Each line of the records that holds the word "github" should be copied out.
[Supplied entries Boundary: Start]
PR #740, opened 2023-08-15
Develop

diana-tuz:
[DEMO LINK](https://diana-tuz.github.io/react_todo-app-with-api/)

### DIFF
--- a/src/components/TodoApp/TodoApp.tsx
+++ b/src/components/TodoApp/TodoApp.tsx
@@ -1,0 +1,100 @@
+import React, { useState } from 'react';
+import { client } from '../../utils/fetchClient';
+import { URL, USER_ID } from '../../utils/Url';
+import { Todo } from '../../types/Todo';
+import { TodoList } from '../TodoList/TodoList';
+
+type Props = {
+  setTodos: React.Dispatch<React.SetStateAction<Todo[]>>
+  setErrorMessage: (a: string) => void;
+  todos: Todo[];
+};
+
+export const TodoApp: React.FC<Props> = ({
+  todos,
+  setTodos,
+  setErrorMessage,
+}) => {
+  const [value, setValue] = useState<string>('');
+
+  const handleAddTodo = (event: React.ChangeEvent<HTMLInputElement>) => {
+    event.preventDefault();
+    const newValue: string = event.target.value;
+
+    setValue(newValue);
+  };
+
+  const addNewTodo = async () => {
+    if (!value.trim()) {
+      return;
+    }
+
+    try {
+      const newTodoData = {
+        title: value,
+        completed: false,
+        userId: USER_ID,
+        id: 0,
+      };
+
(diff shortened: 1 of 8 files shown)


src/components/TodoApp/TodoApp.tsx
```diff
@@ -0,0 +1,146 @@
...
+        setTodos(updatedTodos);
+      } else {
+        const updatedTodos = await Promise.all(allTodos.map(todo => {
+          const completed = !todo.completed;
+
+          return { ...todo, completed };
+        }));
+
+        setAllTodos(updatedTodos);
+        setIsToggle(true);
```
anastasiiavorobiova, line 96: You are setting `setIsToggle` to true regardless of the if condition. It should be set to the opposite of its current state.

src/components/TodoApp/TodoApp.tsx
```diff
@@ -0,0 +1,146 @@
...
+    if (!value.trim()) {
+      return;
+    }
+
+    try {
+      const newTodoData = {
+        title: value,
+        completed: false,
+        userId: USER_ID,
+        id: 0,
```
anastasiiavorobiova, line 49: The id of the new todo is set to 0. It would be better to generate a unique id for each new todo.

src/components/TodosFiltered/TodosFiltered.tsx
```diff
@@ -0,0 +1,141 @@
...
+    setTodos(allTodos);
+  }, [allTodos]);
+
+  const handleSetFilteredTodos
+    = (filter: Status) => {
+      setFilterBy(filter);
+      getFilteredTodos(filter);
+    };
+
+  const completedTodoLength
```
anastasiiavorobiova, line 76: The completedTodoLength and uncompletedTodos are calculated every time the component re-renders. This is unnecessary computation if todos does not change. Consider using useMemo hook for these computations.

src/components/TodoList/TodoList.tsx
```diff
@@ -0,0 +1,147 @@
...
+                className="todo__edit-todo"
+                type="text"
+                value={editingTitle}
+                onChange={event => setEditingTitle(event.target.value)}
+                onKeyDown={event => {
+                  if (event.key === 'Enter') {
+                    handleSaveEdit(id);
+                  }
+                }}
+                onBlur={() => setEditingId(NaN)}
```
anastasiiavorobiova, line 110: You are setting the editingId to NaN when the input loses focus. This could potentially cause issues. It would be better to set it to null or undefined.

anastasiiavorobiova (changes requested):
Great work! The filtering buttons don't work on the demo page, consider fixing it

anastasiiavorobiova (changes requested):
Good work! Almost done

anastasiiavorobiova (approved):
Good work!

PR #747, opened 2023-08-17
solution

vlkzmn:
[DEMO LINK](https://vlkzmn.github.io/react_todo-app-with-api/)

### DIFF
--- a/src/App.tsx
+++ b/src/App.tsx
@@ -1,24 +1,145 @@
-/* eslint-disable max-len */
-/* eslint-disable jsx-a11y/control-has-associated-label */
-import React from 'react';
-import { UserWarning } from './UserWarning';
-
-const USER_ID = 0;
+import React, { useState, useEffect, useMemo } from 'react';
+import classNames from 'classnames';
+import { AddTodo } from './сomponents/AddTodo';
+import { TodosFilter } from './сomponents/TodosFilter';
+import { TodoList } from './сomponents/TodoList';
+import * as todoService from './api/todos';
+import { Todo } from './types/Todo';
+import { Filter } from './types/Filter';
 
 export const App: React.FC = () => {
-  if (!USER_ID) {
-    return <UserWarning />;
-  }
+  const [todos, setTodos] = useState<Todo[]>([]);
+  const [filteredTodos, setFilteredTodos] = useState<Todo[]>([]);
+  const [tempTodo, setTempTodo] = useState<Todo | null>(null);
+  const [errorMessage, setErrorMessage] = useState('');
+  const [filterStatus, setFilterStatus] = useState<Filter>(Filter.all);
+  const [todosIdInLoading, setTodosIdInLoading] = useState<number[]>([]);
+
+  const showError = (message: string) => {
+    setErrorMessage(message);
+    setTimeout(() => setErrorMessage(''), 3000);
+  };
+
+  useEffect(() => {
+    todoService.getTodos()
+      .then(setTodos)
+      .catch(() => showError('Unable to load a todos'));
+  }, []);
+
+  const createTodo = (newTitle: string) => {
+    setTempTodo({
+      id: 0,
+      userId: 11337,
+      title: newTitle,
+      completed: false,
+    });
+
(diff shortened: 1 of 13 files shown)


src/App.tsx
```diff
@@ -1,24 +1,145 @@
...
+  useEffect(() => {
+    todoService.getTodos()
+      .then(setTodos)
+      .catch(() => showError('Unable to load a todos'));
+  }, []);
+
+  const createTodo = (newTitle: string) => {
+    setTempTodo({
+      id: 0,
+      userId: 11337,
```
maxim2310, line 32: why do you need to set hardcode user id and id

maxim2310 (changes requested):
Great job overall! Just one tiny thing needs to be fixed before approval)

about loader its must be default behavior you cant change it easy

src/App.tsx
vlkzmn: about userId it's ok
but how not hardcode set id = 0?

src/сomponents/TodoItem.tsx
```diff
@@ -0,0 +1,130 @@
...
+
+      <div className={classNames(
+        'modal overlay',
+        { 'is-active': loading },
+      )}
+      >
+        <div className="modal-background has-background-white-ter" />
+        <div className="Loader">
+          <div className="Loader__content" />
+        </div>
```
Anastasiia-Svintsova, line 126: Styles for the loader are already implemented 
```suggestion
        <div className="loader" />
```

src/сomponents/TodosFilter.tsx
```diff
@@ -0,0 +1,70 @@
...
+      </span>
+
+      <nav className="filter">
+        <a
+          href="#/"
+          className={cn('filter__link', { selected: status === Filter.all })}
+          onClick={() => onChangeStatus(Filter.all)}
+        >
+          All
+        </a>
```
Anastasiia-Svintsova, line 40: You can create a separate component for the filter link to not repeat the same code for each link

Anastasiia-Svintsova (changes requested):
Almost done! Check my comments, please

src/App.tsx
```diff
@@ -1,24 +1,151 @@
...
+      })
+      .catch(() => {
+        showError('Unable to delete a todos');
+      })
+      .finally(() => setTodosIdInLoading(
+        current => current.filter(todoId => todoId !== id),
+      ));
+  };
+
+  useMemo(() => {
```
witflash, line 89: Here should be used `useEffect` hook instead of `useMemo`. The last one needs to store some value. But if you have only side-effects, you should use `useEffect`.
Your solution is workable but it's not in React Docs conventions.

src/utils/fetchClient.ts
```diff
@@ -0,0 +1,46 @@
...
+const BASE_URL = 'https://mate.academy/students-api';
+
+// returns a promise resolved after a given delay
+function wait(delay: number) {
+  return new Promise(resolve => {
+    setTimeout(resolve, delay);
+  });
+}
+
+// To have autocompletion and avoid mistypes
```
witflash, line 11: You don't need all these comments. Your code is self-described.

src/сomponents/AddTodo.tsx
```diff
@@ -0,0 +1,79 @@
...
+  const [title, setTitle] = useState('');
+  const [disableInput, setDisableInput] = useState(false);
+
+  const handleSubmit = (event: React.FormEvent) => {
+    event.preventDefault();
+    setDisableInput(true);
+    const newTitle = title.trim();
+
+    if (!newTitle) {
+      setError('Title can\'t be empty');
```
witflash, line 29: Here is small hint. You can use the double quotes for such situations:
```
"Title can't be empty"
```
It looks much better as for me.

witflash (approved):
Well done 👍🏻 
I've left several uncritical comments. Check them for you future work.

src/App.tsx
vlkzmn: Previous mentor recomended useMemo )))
[Supplied entries Boundary: End]
Answer area
[DEMO LINK](https://diana-tuz.github.io/react_todo-app-with-api/)
[DEMO LINK](https://vlkzmn.github.io/react_todo-app-with-api/)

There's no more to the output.